Return exactly and only these lines: the first of the listing through the one containing "## Context, Background".

MATERIALS PROVIDED -
Start of Block

PR #379, opened 2020-01-28
Fix intermediately failing logging rate limit test

Kami:
While working on #377, I noticed ``ScalyrLoggingTest.test_rate_limit_no_write_rate`` tests fails very often.

After digging in, I believe I found an issue in the test itself and a potential fix / workaround.

## Context, Background

Right now we set ``max_write_burst`` aka ``bucket_size`` to 250 bytes.

The problem is that the actual message string value we use when determining the message size is the fully formatted string and that string is much longer than the original string we pass to the logger method in the tests. 

Formatted string value also contains module name, timestamp and for the first successfully logged message after the rate limit being hit, it's also prefixed with a warning that a previous message has been rate limited.

For example:

```bash
.... Warning, skipped writing 1 log lines due to limit set by `monitor_log_write_rate` option...
2020-01-28 14:43:34.401Z INFO [core] [scalyr_logging_test.py:269] Second message
```

This means that depending on the test timing and bucket fill rate the actual length of the first and last formatted message which should be written successfully may exceed this 250 bytes limit we originally used and the last message ("second message") will be rate limited instead of being successfully logged and the test will fail.

## Proposed Solution

There are a couple of possible solutions.

I went with the simplest one which simply increases ``max_write_burst`` value so it will always be greater than ``len(formatted first message) + len(formatted last message with rate limited previous message warning)``.

---

On some somewhat related note - part of a problem also is that we prefix first successfully logged message after rate limit being hit with a warning that we skipped writing x log lines and this affects the actual message length we use when determining if there is still space left in the bucket.

A perhaps better approach would be to not take that warning string into account when determining message size for rate limit purposes (but that's out of scope here and to be discussed).

### DIFF
--- a/scalyr_agent/tests/scalyr_logging_test.py
+++ b/scalyr_agent/tests/scalyr_logging_test.py
@@ -38,6 +38,7 @@ class ScalyrLoggingTest(ScalyrTestCase):
             agent_log_file_path=self.__log_path,
         )
         self.__logger = scalyr_logging.getLogger("scalyr_agent.agent_main")
+        self.__logger.set_keep_last_record(False)
 
     def test_output_to_file(self):
         self.__logger.info("Hello world")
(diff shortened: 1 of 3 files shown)


scalyr_agent/tests/scalyr_logging_test.py
```diff
@@ -240,14 +240,20 @@ def test_rate_limit_no_write_rate(self):
             use_disk=True,
             logs_directory=os.path.dirname(self.__log_path),
             agent_log_file_path=self.__log_path,
-            max_write_burst=250,
+            max_write_burst=500,
```
Kami: NOTE: Using this static value here still isn't the best / most robust approach since test may start to fail if we change the default format string and / or the warning to be longer.

An approach to make this more robust and future proof is to instantiate two ``LogRecord`` objects with the corresponding messages, obtain the length of the fully formatted message (for the second log message, this includes the warning) and then make sure that ``max_write_burst = (len(message_one_formatted) + len(message_two_formatted_with_warning)) + 1`` or something along those lines.

Kami:
The approach I used to test this change is it so to run ``scalyr_agent/tests/scalyr_logging_test.py:ScalyrLoggingTest`` and ``scalyr_agent/tests/scalyr_logging_test.py:ScalyrLoggingTest.test_rate_limit_no_write_rate`` test in a loop.

From my ``~/.bashrc``:

```bash
function multif {
    n=$1
    shift
    for ((i=0;i<n;i++)) do
        $@
        if [ $? -ne 0 ]; then
            echo " == Command failed == "
            break
        fi
    done
}
```

And then:

```bash
multif 5000 nosetests -s -v --nocapture scalyr_agent/tests/scalyr_logging_test.py:ScalyrLoggingTest
```

Keep in mind though, that even without this change, running the test in isolation (by itself) was not that likely to fail compared to running it in combination with other tests. I assume the reason for that is timing.

scalyr_agent/tests/scalyr_logging_test.py
czerwingithub: I'll throw out a few alternatives as well.  We could add a parameter in `AgentLogManager.set_log_destination` allowing us to disable using a formatter.  The charged bytes would be equal to just the length of the original string, making it easier to reason about the tests.  This would require a little bit of plumbing and adds in a mode that we would never really use in production.. so not perfect.

Another alternative:  Record the len of the string in the LogRecord (regardless of whether or not it keeps filtered out) and use the `last_record` to get the last record and do a check (before we do a second that the log contains `Second message`) that the length of the string is less than what the static value was.  Add a comment there to say if the length has changed, we probably need to up the static `max_write_burst`.

I wasn't clear from your approach how you would instantiate the `LogRecord` objects such that we are sure they are using the same formatter as what is used by the filter.

scalyr_agent/tests/scalyr_logging_test.py
```diff
@@ -240,14 +240,20 @@ def test_rate_limit_no_write_rate(self):
...
         self.__logger.set_keep_last_record(True)
         try:
-            string_300 = "a" * 300
+            # NOTE: Actual value which is being used for the rate limitting is the formatted value
+            # and that value contains much more information than the string we generate here.
+            # This means that 450 + common formatted string data will aways be > 500 and we need to
+            # make sure that "max_write_burst" value we use is large enough so formatted "First
+            # message" and "Second message" (with a warning) fit in that value, otherwise depending
+            # on the timing and fill rate, the test may fail.
+            string_300 = "a" * 450
```
czerwingithub: Let's change the name to `string_450`.

scalyr_agent/tests/scalyr_logging_test.py
Kami: I agree about the first approach - it's similar to mocking.

You need to be careful and find a good balance, because if you end up mocking too much, you may just end up testing mocks itself and not the code which is supposed to be tested.

Because of that I went with the variation of the second approach you suggested - 58ba694d1431b37830466261cf4bb2e42db77037.

I think it's reasonable enough and will make sure tests now fail fast, consistently and loudly in case a format string changes, test contains invalid value for ``max_write_burst`` or similar which is much better than intermediate failures which are hard to track down.

Storing those two values on the original ``LogRecord`` object does mean the object itself will be slightly larger, but I don't think that's a big deal since those values are very small compared to the actual log messages :)

And If I added a check to do this only during the debug / test mode, this would introduce additional code complexity for a little good reason (if that ever becomes an issue, which I doubt, we can change / improve that in the future).

scalyr_agent/tests/scalyr_logging_test.py
Kami: Fixed in 58ba694d1431b37830466261cf4bb2e42db77037.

End of Block

SOLUTION TO THIS PROBLEM -
PR #379, opened 2020-01-28
Fix intermediately failing logging rate limit test

Kami:
While working on #377, I noticed ``ScalyrLoggingTest.test_rate_limit_no_write_rate`` tests fails very often.

After digging in, I believe I found an issue in the test itself and a potential fix / workaround.

## Context, Background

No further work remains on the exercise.